Hi,
I wanted to combine multiple large datasets and do some processing on them. for example one of them is OSCAR Dataset. I thought of loading this dataset on a VM(for example EC2) and then saving each record on cloud storage like S3 buckets. But for multiple large datasets(~200GB of text), this procedure will cost both money and time.
I wanted to know if is there a better way to do this.
Thanks
So with some search and testing, I found a solution that looks good so sharing it here:
How to download/transfer HF dataset to S3 bucket
Imports:
from botocore.session import Session
import s3fs
from datasets import load_dataset_builder
First enter your credentials(AWS Access Key ID, AWS Secret Access Key):
storage_options = {"key": "XXX",
"secret": "XXX"}
Then instantiate a boto session
s3_session = Session(profile="your_profile_name")
storage_options = {"session": s3_session}
Heads UP!
to create profile name enter this command
aws configure --profile "your_profile_name"
After that create file system
fs = s3fs.S3FileSystem(**storage_options)
and then download your data set in a bucket of S3:
builder = load_dataset_builder("your dataset id")

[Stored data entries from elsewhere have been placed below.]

PR #4408, opened 2026-06-03
Fix `#[should_panic]` matching for byte array panic data

franciszekjob:
Closes #

## Introduced changes

Fix `#[should_panic(expected: (...))]` matching for panic data containing `ByteArray` values inside tuples.

Tuple items now include byte array magic encoding as standalone byte arrays. This was unfortunately introduced while adding support for strings inside `#[should_panic(expected: (...))]` in https://github.com/foundry-rs/starknet-foundry/commit/1cc1d571ab1875650c2aa6698096aa4194216dad.

Additionally, this fixes an edge case where a `ByteArray` payload equal to `"ENTRYPOINT_FAILED"` was incorrectly treated as an explicit generic-error matcher. The matcher now only applies exact generic-error comparison to non `ByteArray` expected data.

## Checklist

- [ ] Linked relevant issue
- [ ] Updated relevant documentation
- [x] Added relevant tests
- [x] Performed self-review of the code
- [x] Added changes to `CHANGELOG.md`

PR #4472, opened 2026-07-02
Improve `#[should_panic]` mismatch message formatting

franciszekjob:
Closes #

## Introduced changes

Follow-up to https://github.com/foundry-rs/starknet-foundry/pull/4408#pullrequestreview-4563879714

Format `Actual` and `Expected` panic data in the incorrect panic data message using `format_panic_data`, the same formatter used for regular failure data. Byte arrays are now displayed as quoted strings and felts as hex values with a short string representation.

Additionally, validate byte array data in `ByteArray::deserialize_with_magic` (pending word length and word sizes).

## Checklist

- [ ] Linked relevant issue
- [x] Added relevant tests


crates/conversions/src/byte_array.rs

output_dir = "s3://path/to/the/bucket/"
builder.download_and_prepare(output_dir, storage_options=storage_options, file_format="parquet")
Ref:
HF Cloud storage
1 Like
Hi! I’m trying to work with this code from Datalore (jupyter notebook service like Colab), and have issues with AWS profile:
/usr/bin/sh: 1: aws: not found
Do you know how to fix it? Maybe I should set up my AWS profile or bucket somehow?